Christmas with the family and having to hang around.  Stopped going long ago, thought -  I'm a praticing happy athestis what the Hell am I going through this Hell for!   I'll celebrate Giving and Receiving when every I want to.  Anyone have Chocolate??.....can negoitate on the receiving


----------



## Timmy (25 August 2008)

Elliot wave, and Gann, are both shown to be valid.  Thats not a problem, except for listening to the "I told you so"s.

:couch


----------



## Largesse (25 August 2008)

The next Babcock & Brown 'Meet the Shareholders Luncheon"


----------



## prawn_86 (25 August 2008)

VB is the only beer available


----------



## nioka (25 August 2008)

Going fishing and finding out that you left the bait at home. Happened to me this week and believe me it was hell.


----------



## Whiskers (25 August 2008)

korrupt_1 said:


> This one is an oldie... but a good giggle anyways...




I like Tim Graham! 

Very Logical fella.

:topic

I can remember doing something similar, but totally different subject. I carefully read the strict phrasing of the question. When I got the assignment back with comments to the effect that it is not what was required, I protested... but it is literally what the question asked for. After due consideration, my assignment was returned marked with a high distinction and the explination... yes, you are right... that is literally, exactly what the question asked.

The moral of the story... HELL is a state of mind... where illogical people reside... or linger... or something. :


----------



## tech/a (25 August 2008)

God,Heaven and Hell are all products of mans imagination.


----------



## Porper (25 August 2008)

Timmy said:


> Elliot wave, and Gann, are both shown to be valid.  Thats not a problem, except for listening to the "I told you so"s.
> 
> :couch




Well as David the Holly one has told me I am going to burn in the fires of Hell for being a non believer (Ok he didn't quite say that but I like to exaggerate)
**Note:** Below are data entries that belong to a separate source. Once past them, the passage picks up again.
PR #2637, opened 2021-11-02
Creation of DraggableNeatBLASTFeatures tracktype

childers:
This is an update to the Draggable BLASFeatiures track type to support Neat Features.  This update works, but needs to have the className set to container-10px

### DIFF
--- a/client/apollo/js/View/Track/DraggableNeatBLASTFeatures.js
+++ b/client/apollo/js/View/Track/DraggableNeatBLASTFeatures.js
@@ -1,0 +1,18 @@
+define( [
+            "dojo/_base/declare",
+            "dojo/_base/array",
+            "NeatHTMLFeatures/View/Track/NeatFeatures",
+            "WebApollo/View/Track/DraggableBLASTFeatures"
+        ],
+    function( declare,
+        array,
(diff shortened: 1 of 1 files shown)


childers:
What's the best way to adjust the className in DraggableNeatBLASTFeatures.js?  I can manually set this in the URL, but I want it to be a default parameter.

Otherwise, this update works to add the track type DraggableNeatBLASTFeatures

garrettjstevens:
> What's the best way to adjust the className in DraggableNeatBLASTFeatures.js? I can manually set this in the URL, but I want it to be a default parameter.

@cmdcolin any ideas here?

cmdcolin:
could maybe override the defaultConfig method similar to https://github.com/GMOD/Apollo/blob/6c6342c87200f02eb813eb3712fbfb73452ce511/client/apollo/js/View/Track/DraggableHTMLFeatures.js#L45

make the className just container-10px

possibly something like like

```
    _defaultConfig: function() {
        return Util.deepUpdate(
            dojo.clone( this.inherited(arguments) ),
            {
                style: {
                    className: "container-10px",
                }
             }
         )
    }
```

Maybe it won't be that bad.


Baggy be the first one to shake your hands in the fires of Hell with "I told you so" regarding Elliot Wave  We all know it works


----------



## 2020hindsight (25 August 2008)

.....







> To those who understands the Europeans:
> 
> Heaven is a place where the police are English; the chefs are Italian; the car mechanics are German; the lovers are French and it's all organized by the Swiss.
> 
> Hell is a place where the police are German; the chefs are English; the car mechanics are French; the lovers are Swiss and it's all organized by the Italians


----------



## Yeti (25 August 2008)

tech/a said:


> God,Heaven and Hell are all products of mans imagination.
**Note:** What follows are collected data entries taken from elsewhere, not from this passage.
PR #2649, opened 2022-07-11
Add info icon with tooltip describing meaning of fmin and fmax in "Partial"

### LINKED ISSUE #2648: Add pop up to Fmin and Fmax radial button area in annotator panel
The radial buttons to indicate where a model is 3' or 5' partial have been changed to unambiguously indicate the actual behaviour of apollo in assigning the fmax and fmin to gene models.

The integration of a hover over popup to define these elements would be very useful to community annotators who do not understand the meanings. 

Something along the lines of "Fmin indicates the 5' end of a gene is partial, and Fmax indicates the 3' end of a gene is partial".

Screenshot 2022-05-19 at 09 13 20

garrettjstevens:
Fixes #2648 by adding a tooltip that describes what "fmin" and "fmax" are in the context of "Partial"

The text reads: "Indicates that the end of a gene is partial. "fmin" is the 5' end, and "fmax" is the 3' end (relative to the reference sequence, not the feature strand)."

Here is a screenshot:

image

### DIFF
--- a/src/gwt/org/bbop/apollo/gwt/client/GeneDetailPanel.ui.xml
+++ b/src/gwt/org/bbop/apollo/gwt/client/GeneDetailPanel.ui.xml
@@ -120,6 +120,9 @@
                     <b:InputGroupAddon>Location</b:InputGroupAddon>
                     <b:TextBox stylePrimaryName="{style.location-button}" autoComplete="false" ui:field="locationField" enabled="false"/>
                     <b:InputGroupAddon>Partial:</b:InputGroupAddon>
+                    <b:Tooltip title="Indicates that the end of a gene is partial. &quot;fmin&quot; is the 5' end, and &quot;fmax&quot; is the 3' end (relative to the reference sequence, not the feature strand).">
+                        <b:Icon type="INFO_CIRCLE"/>
+                    </b:Tooltip>
                     <b:InlineCheckBox ui:field="partialMin" addStyleNames="{style.partial-button}">fmin</b:InlineCheckBox>
                     <b:InlineCheckBox ui:field="partialMax" addStyleNames="{style.partial-button}">fmax</b:InlineCheckBox>
                 </b:InputGroup>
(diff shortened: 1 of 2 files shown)


cmdcolin:
The feature text was somewhat confusing to me. I might avoid mentioning 3' and 5' at all because it is easily confused whether that refers to the feature strand or the reference genome

possible windy explanation:


You can declare the gene "partial" by checking the fmin or fmax box. This would indicate that the gene is missing data on either the right or left side of the feature. Fmin would refer to missing data on the "left" side of the feature (the side with the lowest genomic coordinate) while fmax would refer to missing data on the "right" side of the feature (the side with the highest genomic coordinate).

cmdcolin:
I think "Partial" is actually helpful to define, it is not too common and I did not know what it was when I first opened this PR. If it helps to link to an external resource, can do that as well. without an explainer, I thought "partial what"? Having an explainer would help indicate that it is related to missing information about the gene (often caused by gaps in the genome assembly, that is probably the primary case people would use this in apollo)

If we want to use 5' and 3', it would likely want to be relative to the feature. The link you refer to uses this, and I think #2648 may refer to this being their expectation (their suggested tooltip "Fmin indicates the 5' end of a gene is partial, and Fmax indicates the 3' end of a gene is partial", but this would make much more sense relative to the feature)

I know it's not super critical as a tooltip, just thought I'd add some input though

garrettjstevens:
The users at VEuPathDB (including the author of #2648) approved the change in the UI done in #2646 which introduced the fmin and fmax labels. It's true that Apollo doesn't store the information relative to the gene, which it probably should (the Artemis feature it's based on does that), but since we don't have the resources to change the way it's stored in Apollo, the change to the UI in #2646 at least makes it accurate, if not optimal. The issue #2648 was one proposed by VEuPathDB at our last meeting, although I think the suggested message text might have been mistakenly copied from an earlier email since they are aware of what is actually being stored in Apollo.

PR #673, opened 2018-08-16
prepare 3.7.1 release

evgeni:
this is my attempt to help you with the 3.7.1 release, shout at me if I did smth wrong :)

I wanted to have the following fixes in:
* https://projects.theforeman.org/issues/24574 (does not have "target version" set, but I'd like to have it in ;))
* https://github.com/theforeman/puppet-qpid/pull/96

the `Puppetfile.lock` diff is longer than I've expected it to be, but I have no idea why


ekohl:
https://github.com/Katello/katello-installer/pull/671 is probably also a good candidate for 3.7.1.

Puppetfile.lock
```diff
@@ -129,21 +113,12 @@ GIT
...
-  puppetlabs-mysql (>= 4.0.0)
-  puppetlabs-postgresql (>= 5.6.0)
-  puppetlabs-puppetdb (>= 0)
-  theforeman-dhcp (< 4.2.0, >= 4.1.1)
-  theforeman-dns (< 5.3.0, >= 5.2.0)
-  theforeman-foreman (< 9.3.0, >= 9.2.0)
-  theforeman-foreman_proxy (< 7.3.0, >= 7.2.1)
-  theforeman-git (< 4.1.0, >= 4.0.0)
-  theforeman-puppet (< 9.1.0, >= 9.0.0)
-  theforeman-tftp (< 4.2.0, >= 4.1.0)
```
ehelms: I think you want to put these back

evgeni: jaja, I thought librarian would be smarter than this ;)

evgeni:
I'd question the usage (and documentation) of librarian, if it's not useful in our case... /me goes modifying files by hand.

PR #639, opened 2018-05-29
Fixes #24066 - Add Mongo storage engine upgrade

chris1984:

PR #674, opened 2018-08-20
Refs #24066 - Update Rubocop method length cop.

chris1984:


chris1984:
Updating cop length to make tests green on https://github.com/Katello/katello-installer/pull/639

ekohl:
I don't think we should keep increasing the max length globally. If we blindly increase it every time we write a longer method we might as well disable the whole cop.

I'd recommend to add local overrides for this method or introduce helpers for parts of the function.

chris1984:
Sounds good, ill close it out and do that on the other pr.

PR #677, opened 2018-08-30
Fixes #24752 - reset server_puppetserver_metrics

evgeni:


evgeni:
What I don't totally grasp: why did it only start failing recently? https://ci.centos.org/job/foreman-katello-upgrade-nightly-test/27/ was still fine. And it has the same puppetserver RPM.

PR #679, opened 2018-08-30
Fixes #24752 - reset server_puppetserver_metrics

evgeni:
(cherry picked from commit 08d694639c2b8a752fa6c8166dea10d5a6fed2c9)


evgeni:
Or should I use `Kafo::Helpers.reset_value` for 3.7?

ekohl:
Both should work. I'd like to get rid of reset value so I'm fine with this.

PR #683, opened 2018-09-11
No need to remove MongoDB log files

sean797:
ping @chris1984

### DIFF
--- a/hooks/post/30-upgrade.rb
+++ b/hooks/post/30-upgrade.rb
@@ -15,7 +15,7 @@ def remove_legacy_mongo
   if `rpm -q mongodb --queryformat=%{version}`.start_with?('2.')
     logger.warn 'removing MongoDB 2.x packages, config and log files.'
     Kafo::Helpers.execute('yum remove -y mongodb-2* mongodb-server-2* > /dev/null 2>&1')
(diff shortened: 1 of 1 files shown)


chris1984:
@sean797 Thanks for catching that.

hooks/post/30-upgrade.rb
```diff
@@ -15,7 +15,7 @@ def remove_legacy_mongo
   if `rpm -q mongodb --queryformat=%{version}`.start_with?('2.')
     logger.warn 'removing MongoDB 2.x packages, config and log files.'
     Kafo::Helpers.execute('yum remove -y mongodb-2* mongodb-server-2* > /dev/null 2>&1')
-    Kafo::Helpers.execute('rm -rf /etc/mongod.conf /var/log/mongodb')
+    Kafo::Helpers.execute('rm -rf /etc/mongod.conf')
```
ekohl: Looking at this, why do we use `-r` on a single file? That's just asking for errors. We could also use pure ruby with `File.unlink('/etc/mongod.conf') if File.exist?('/etc/mongod.conf')`

chris1984: Good catch, sorry for merging so fast.

chris1984: I will make a new PR to fix it

PR #686, opened 2018-09-18
Fixes #24967 - Move mongo upgrade inside upgrade if logic.

chris1984:


chris1984:
@ekohl are these ok to merge?

chris1984:
Not Needed.

PR #688, opened 2018-09-23
Fixes #25011 - only start PostgreSQL in the Katello scenario

evgeni:
There is no PostgreSQL required on the Proxy.


mccun934:
why is this effecting us now vs in older versions?

evgeni:
@mccun934 we switched to foreman-maintain instead of katello-service.

f-m errors out when no services match the request (https://github.com/theforeman/foreman_maintain/blob/master/definitions/features/service.rb#L30), which i think is the correct behavior.

k-s was more relaxed here.

chris1984:
@evgeni Thanks!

And so is this entire universe.

Hell is having all your money invested in this bear market.


----------



## James Austin (25 August 2008)

Green08 said:


> Christmas with the family




with you on that green08.

i propose a referendum -- christmas every 4 years, just like the olympics.

james


----------



## M34N (25 August 2008)

Timmy said:


> There's no McDonald's.  Or there's only McDonald's, depending on your perspective.
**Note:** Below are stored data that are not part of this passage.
PR #691, opened 2018-09-27
Fixes #25056 - Remove mappings

ekohl:
Kafo hasn't needed these trivial mappings and we eventually clear them
anyway.

### DIFF
--- a/config/foreman-proxy-content.migrations/160120212700-foreman-proxy.rb
+++ b/config/foreman-proxy-content.migrations/160120212700-foreman-proxy.rb
@@ -1,13 +1,5 @@
 # Decouple puppet-foreman_proxy from puppet-capsule
 
-def mod(manifest, params)
-  {
-    :manifest_name => manifest,
-    :params_name => params,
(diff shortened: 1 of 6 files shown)


ehelms:
When were mappings removed? I tend not to like back editing migrations unless we are absolutely sure within supported versions this won't break anything.

ekohl:
For katello we clear it here: https://github.com/Katello/katello-installer/blob/d9e5abbb2a5825cac582e3518364718f9c6549bf/config/katello.migrations/161124183722-remove-mappings.rb#L1

For the proxy it's here: https://github.com/Katello/katello-installer/blob/d9e5abbb2a5825cac582e3518364718f9c6549bf/config/foreman-proxy-content.migrations/161124183740-remove-mappings.rb#L1

As you can see by the filenames these are executed after the migrations we modify meaning they are fully redundant. e27ac7386a74150f3ceaaea26a07f1e98de54a8a originally introduced those and it's dated in 2016.

PR #694, opened 2018-10-01
Refs #24966 - Move mongo syspath to after upgrade

chris1984:


hooks/post/31-mongo_syspath.rb
```diff
@@ -0,0 +1,11 @@
...
+  `rpm -qa | grep rh-mongodb34-syspaths`
+  if $?.success?
+    logger.info 'rh-mongodb34-syspaths already installed, skipping.'
+  else
+    logger.info 'rh-mongodb34-syspaths not present, installing.'
+    Kafo::Helpers.execute('yum install -y -q rh-mongodb34-syspaths')
+  end
+end
+
+install_syspaths
```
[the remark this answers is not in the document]
chris1984: Updated

hooks/post/31-mongo_syspath.rb
```diff
@@ -0,0 +1,15 @@
...
+    logger.info 'rh-mongodb34-syspaths not present, installing.'
+    Kafo::Helpers.execute('yum install -y -q rh-mongodb34-syspaths')
+  end
+end
+
+# Fail if we are not using the Katello/Foreman Proxy Content scenario.
+katello = Kafo::Helpers.module_enabled?(@kafo, 'katello')
+foreman_proxy_content = Kafo::Helpers.module_enabled?(@kafo, 'foreman_proxy_content')
+logger.error 'MongoDB storage engine upgrade is not currently supported for the chosen scenario.' unless katello || foreman_proxy_content
+install_syspaths
```
ehelms: I think this line needs to be inside the if check on module enabled as well. Otherwise it will log the above message and still call this code.

chris1984:
@ehelms updated.

hooks/post/31-mongo_syspath.rb
```diff
@@ -0,0 +1,23 @@
...
+  end
+end
+
+# Fail if we are not using the Katello/Foreman Proxy Content scenario.
+katello = Kafo::Helpers.module_enabled?(@kafo, 'katello')
+foreman_proxy_content = Kafo::Helpers.module_enabled?(@kafo, 'foreman_proxy_content')
+if katello || foreman_proxy_content
+  install_syspaths
+else
+  fail_and_exit 'MongoDB storage engine upgrade is not currently supported for the chosen scenario.'
```
ehelms: Should we fail here or just warn that a scenario that is not supported was detected and thus mongodb-syspaths was not installed? The likely hood of hitting this hook under that condition is slim but I think thats cleaner than hard fail.

chris1984: +1 to warn

ekohl: IMHO it should be quiet. The certificate generation script also calls hooks so I think that failing here breaks that functionality.

hooks/post/31-mongo_syspath.rb
```diff
@@ -0,0 +1,18 @@
...
+  end
+end
+
+# Fail if we are not using the Katello/Foreman Proxy Content scenario.
+katello = Kafo::Helpers.module_enabled?(@kafo, 'katello')
+foreman_proxy_content = Kafo::Helpers.module_enabled?(@kafo, 'foreman_proxy_content')
+if katello || foreman_proxy_content
+  install_syspaths
+else
+  logger.warn 'Selected scenario is not correct for rh-mongodb34-syspaths install, skipping'
```
ekohl: Is this really a warning? Remember that `foreman-proxy-certs-generate` also executes this code. That means you will fill logs with warnings that say nothing. IMHO this is at most a debug.

hooks/post/31-mongo_syspath.rb
```diff
@@ -0,0 +1,18 @@
...
+  `rpm -qa | grep rh-mongodb34-syspaths`
+  if $?.success?
+    logger.debug 'rh-mongodb34-syspaths already installed, skipping.'
+  else
+    logger.info 'rh-mongodb34-syspaths not present, installing.'
+    Kafo::Helpers.execute('yum install -y -q rh-mongodb34-syspaths')
+  end
+end
+
+# Fail if we are not using the Katello/Foreman Proxy Content scenario.
```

Is everyone's idea of hell the same? For example, if one person dislikes McDonald's, but another loves it, and both of these people go to hell, does hell have McDonald's?

How can hell vary depending on everyone's different ideology? Who decides who goes to hell or heaven? Is there a court that they can object to?

Do animals go to hell?

You can't answer these questions because you need to be in hell to tell me :

Therefore, you can't be right or wrong. Got to love religion, can't prove that hell exists, but if you don't believe it does, you're going to end up there.


----------



## wayneL (25 August 2008)

XX XXXXXX Street.
Viveash, Western Australia

This is where my mother in law lives.

Don't go there.

It is truly hell!



			
				M34N said:
			
		

> You can't answer these questions because you need to be in hell to tell me



Or been there and came back. Believe me, I've been there! :


----------



## M34N (25 August 2008)

wayneL said:


> Or been there and came back. Believe me, I've been there! :




Are you the devil?


----------



## Green08 (25 August 2008)

I believe we just use the word "HELL" at any level as just another word

If there is a hell for religious purposes i know I'm going as I have broken a number of the "10" proverbal commandments!! And had a hell of a time doing it!!  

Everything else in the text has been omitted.